══ PROVIDED DATA

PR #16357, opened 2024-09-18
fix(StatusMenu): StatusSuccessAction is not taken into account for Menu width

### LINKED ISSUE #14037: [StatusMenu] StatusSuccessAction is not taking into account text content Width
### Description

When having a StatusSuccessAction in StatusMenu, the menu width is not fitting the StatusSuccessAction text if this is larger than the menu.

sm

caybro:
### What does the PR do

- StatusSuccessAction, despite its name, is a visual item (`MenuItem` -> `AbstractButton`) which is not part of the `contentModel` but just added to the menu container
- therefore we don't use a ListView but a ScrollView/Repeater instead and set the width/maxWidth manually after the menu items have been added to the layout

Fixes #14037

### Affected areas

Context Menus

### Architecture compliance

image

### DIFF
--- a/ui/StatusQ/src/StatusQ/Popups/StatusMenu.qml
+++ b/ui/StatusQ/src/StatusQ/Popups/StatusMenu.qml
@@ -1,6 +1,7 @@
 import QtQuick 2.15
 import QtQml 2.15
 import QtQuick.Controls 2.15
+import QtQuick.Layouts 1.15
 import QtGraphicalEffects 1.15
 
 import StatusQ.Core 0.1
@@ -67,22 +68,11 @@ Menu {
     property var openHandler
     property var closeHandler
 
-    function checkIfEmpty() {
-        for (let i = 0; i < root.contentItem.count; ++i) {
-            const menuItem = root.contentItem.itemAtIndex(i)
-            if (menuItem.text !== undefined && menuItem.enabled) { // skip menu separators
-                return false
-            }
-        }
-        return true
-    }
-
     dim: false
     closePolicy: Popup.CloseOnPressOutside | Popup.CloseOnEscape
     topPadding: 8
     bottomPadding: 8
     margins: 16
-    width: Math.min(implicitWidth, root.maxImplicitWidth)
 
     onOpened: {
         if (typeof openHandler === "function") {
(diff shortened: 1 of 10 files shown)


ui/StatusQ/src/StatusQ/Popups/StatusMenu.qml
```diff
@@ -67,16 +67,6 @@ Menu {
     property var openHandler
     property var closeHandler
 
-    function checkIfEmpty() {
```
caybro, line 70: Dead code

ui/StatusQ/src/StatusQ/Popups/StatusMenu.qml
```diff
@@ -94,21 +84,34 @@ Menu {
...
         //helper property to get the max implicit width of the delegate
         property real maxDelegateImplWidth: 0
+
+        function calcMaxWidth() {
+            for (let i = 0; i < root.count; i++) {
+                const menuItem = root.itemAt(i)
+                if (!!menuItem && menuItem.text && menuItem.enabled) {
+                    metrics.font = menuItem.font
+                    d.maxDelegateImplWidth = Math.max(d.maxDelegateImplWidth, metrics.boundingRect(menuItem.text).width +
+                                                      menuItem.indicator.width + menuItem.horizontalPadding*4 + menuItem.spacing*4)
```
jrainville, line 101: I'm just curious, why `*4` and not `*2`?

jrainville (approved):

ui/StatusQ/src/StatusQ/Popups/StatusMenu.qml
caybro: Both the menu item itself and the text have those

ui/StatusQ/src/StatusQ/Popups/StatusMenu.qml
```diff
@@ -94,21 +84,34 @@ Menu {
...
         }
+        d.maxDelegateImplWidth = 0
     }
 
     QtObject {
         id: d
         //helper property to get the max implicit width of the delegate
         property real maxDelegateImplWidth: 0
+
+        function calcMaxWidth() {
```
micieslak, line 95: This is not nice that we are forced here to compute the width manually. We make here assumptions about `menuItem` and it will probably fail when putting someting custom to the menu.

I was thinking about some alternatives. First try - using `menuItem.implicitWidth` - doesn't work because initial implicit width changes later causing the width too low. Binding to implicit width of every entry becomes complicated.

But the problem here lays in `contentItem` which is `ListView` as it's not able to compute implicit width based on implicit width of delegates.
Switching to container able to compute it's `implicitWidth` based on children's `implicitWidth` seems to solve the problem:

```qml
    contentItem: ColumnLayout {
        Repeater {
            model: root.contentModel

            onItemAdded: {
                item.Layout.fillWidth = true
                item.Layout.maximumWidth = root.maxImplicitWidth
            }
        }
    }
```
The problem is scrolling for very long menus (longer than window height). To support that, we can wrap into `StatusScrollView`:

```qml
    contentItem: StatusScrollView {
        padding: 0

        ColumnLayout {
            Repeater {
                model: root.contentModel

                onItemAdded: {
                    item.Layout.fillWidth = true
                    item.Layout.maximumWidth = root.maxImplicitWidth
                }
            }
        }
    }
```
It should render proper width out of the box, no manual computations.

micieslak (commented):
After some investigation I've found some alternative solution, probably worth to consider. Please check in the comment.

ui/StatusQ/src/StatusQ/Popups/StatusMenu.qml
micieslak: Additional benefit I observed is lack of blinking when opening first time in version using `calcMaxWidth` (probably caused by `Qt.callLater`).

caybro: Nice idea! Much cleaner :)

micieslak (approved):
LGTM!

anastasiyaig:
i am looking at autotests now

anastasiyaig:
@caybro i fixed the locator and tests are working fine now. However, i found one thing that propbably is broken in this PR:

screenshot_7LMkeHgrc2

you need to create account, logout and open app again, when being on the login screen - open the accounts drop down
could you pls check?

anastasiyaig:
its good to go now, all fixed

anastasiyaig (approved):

════
══ PROVIDED DATA

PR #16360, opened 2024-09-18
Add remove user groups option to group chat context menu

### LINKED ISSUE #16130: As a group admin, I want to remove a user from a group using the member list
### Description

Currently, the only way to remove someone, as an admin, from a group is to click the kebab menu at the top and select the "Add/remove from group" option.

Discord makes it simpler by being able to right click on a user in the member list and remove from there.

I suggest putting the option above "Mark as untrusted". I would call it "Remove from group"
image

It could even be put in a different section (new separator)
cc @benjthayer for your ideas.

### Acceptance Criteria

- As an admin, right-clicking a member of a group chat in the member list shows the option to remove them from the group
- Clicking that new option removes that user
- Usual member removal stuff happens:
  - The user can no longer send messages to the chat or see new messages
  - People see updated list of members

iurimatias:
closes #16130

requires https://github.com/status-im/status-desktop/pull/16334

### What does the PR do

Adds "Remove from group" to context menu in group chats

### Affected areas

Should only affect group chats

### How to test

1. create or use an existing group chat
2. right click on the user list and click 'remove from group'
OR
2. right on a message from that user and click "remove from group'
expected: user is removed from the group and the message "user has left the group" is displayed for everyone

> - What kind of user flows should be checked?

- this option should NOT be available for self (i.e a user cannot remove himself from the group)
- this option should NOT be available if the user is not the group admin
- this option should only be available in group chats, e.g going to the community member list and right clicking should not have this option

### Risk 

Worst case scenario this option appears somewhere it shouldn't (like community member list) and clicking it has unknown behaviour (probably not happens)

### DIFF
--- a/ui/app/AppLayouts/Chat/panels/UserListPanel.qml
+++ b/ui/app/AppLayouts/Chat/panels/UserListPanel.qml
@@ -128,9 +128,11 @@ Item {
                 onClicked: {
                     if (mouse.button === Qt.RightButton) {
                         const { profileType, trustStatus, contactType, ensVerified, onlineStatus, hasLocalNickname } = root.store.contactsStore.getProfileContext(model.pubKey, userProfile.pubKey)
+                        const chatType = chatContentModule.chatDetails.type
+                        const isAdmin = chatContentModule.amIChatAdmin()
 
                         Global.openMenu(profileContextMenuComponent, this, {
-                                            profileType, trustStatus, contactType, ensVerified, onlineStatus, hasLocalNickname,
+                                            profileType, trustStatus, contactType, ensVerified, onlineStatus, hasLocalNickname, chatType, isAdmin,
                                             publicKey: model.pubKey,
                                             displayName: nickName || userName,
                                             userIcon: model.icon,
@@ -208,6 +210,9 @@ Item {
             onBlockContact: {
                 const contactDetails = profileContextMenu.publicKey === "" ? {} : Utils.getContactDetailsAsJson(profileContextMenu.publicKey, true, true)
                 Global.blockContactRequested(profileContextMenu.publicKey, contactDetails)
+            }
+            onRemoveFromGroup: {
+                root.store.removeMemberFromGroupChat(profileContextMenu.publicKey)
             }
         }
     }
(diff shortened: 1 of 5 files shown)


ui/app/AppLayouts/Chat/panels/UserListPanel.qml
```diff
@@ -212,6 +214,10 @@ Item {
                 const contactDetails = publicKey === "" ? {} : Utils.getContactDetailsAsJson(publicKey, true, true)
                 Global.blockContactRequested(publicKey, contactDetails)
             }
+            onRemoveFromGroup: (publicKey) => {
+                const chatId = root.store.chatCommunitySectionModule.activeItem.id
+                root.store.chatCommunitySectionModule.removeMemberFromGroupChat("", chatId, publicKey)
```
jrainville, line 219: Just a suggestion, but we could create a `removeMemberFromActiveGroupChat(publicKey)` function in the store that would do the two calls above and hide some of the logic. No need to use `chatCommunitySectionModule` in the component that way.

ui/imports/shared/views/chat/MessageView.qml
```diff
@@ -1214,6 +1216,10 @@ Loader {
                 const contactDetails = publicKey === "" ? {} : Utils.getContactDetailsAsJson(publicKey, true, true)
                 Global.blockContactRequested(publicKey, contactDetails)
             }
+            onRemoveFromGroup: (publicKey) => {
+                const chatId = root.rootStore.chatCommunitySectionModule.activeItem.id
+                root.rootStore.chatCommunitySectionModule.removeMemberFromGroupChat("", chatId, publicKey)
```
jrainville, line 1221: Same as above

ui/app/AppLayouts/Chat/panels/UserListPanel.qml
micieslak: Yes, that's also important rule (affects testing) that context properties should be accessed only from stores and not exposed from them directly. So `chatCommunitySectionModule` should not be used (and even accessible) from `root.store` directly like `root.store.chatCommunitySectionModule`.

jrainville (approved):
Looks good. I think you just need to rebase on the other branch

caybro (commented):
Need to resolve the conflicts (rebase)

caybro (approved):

════

## HOW TO COMPLETE THIS TASK
Could you return exactly the lines above from the line with "-208,6 +210,9 @@" to the line with "(diff shortened: 1 of 5 files shown)", both included, and nothing else?

## RESPONSE AREA
@@ -208,6 +210,9 @@ Item {
             onBlockContact: {
                 const contactDetails = profileContextMenu.publicKey === "" ? {} : Utils.getContactDetailsAsJson(profileContextMenu.publicKey, true, true)
                 Global.blockContactRequested(profileContextMenu.publicKey, contactDetails)
+            }
+            onRemoveFromGroup: {
+                root.store.removeMemberFromGroupChat(profileContextMenu.publicKey)
             }
         }
     }
(diff shortened: 1 of 5 files shown)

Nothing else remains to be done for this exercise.